We introduce a hierarchical model to estimate haplotype effects based on phylogenetic relationships between haplotypes and their association with observed phenotypes. In a population there are many, but not all possible, distinct haplotypes and few observations per haplotype. Further, haplotype frequencies tend to vary substantially. Such data structure challenge estimation of haplotype effects. However, haplotypes often differ only due to few mutations, and leveraging similarities can improve the estimation of effects. We build on extensive literature and develop an autoregressive model of order one that models haplotype effects by leveraging phylogenetic relationships described with a directed acyclic graph. The phylogenetic relationships can be either in a form of a tree or a network, and we refer to the model as the haplotype network model. The model can be included as a component in a phenotype model to estimate associations between haplotypes and phenotypes.
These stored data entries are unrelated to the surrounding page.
PR #4595, opened 2021-09-22
libc/misc: add lib_glob

FASTSHIFT:
## Summary
Add `glob`.

Reference:
https://man7.org/linux/man-pages/man7/glob.7.html

### DIFF
--- a/include/glob.h
+++ b/include/glob.h
@@ -1,0 +1,111 @@
+/****************************************************************************
+ * include/glob.h
+ *
+ * Licensed to the Apache Software Foundation (ASF) under one or more
+ * contributor license agreements.  See the NOTICE file distributed with
+ * this work for additional information regarding copyright ownership.  The
+ * ASF licenses this file to you under the Apache License, Version 2.0 (the
+ * "License"); you may not use this file except in compliance with the
+ * License.  You may obtain a copy of the License at
+ *
+ *   http://www.apache.org/licenses/LICENSE-2.0
+ *
+ * Unless required by applicable law or agreed to in writing, software
+ * distributed under the License is distributed on an "AS IS" BASIS, WITHOUT
+ * WARRANTIES OR CONDITIONS OF ANY KIND, either express or implied.  See the
+ * License for the specific language governing permissions and limitations
+ * under the License.
+ *
+ ****************************************************************************/
+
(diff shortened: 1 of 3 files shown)


include/glob.h
```diff
@@ -0,0 +1,110 @@
...
+ * Name: glob
+ *
+ * Description:
+ *   find pathnames matching a pattern.
+ *
+ ****************************************************************************/
+
+int glob(const char *pat, int flags,
+         int (*errfunc)(const char *path, int err),
+         glob_t *g);
```
gustavonihei, line 93:
```suggestion
int glob(FAR const char *pat, int flags,
         CODE int (*errfunc)(FAR const char *path, int err),
         FAR glob_t *g);
```
This code is common to all architectures, so pointers to data and code need to be defined with the `FAR` and `CODE` qualifiers, respectively.

Please double check the changes in this PR, there are several occurrences.

gustavonihei (changes requested):
Missing qualifiers on pointers to code and data.

include/glob.h
FASTSHIFT: Done

libs/libc/misc/lib_glob.c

Our key contribution is that we obtain a sparse model, and by using hierarchical autoregression, the flow of information between similar haplotypes is estimated from the data. A simulation study shows that the hierarchical model can improve estimates of haplotype effects compared to an independent haplotype model, especially with few observations for a specific haplotype. We also compared it to a mutation model and observed comparable performance, though the haplotype model has the potential to capture background specific effects. We demonstrate the model with a study of mitochondrial haplotype effects on milk yield in cattle. We provide R code to fit the model with the INLA package.
我们引入一种分层模型,以基于单倍型之间的系统发育关系及其与观察到的表型的关联来估计单倍型效应。在一个种群中,存在许多但并非所有可能的不同单倍型,并且每个单倍型的观察值很少。此外,单倍型频率往往差异很大。这种数据结构对单倍型效应的估计提出了挑战。然而,单倍型通常仅因少数突变而不同,利用相似性可以改进效应估计。我们以大量文献为基础,开发了一个一阶自回归模型,该模型通过利用用有向无环图描述的系统发育关系来对单倍型效应进行建模。系统发育关系可以是树状或网络状形式,我们将该模型称为单倍型网络模型。该模型可以作为一个组件包含在表型模型中,以估计单倍型与表型之间的关联。我们的关键贡献在于我们获得了一个稀疏模型,并且通过使用分层自回归,从数据中估计相似单倍型之间的信息流。一项模拟研究表明,与独立单倍型模型相比,分层模型可以改进单倍型效应的估计,特别是对于特定单倍型观察值较少的情况。我们还将其与突变模型进行了比较,观察到了可比的性能,尽管单倍型模型有潜力捕捉背景特定效应。我们通过一项关于线粒体单倍型对奶牛产奶量影响的研究来展示该模型。我们提供了使用INLA软件包拟合该模型的R代码。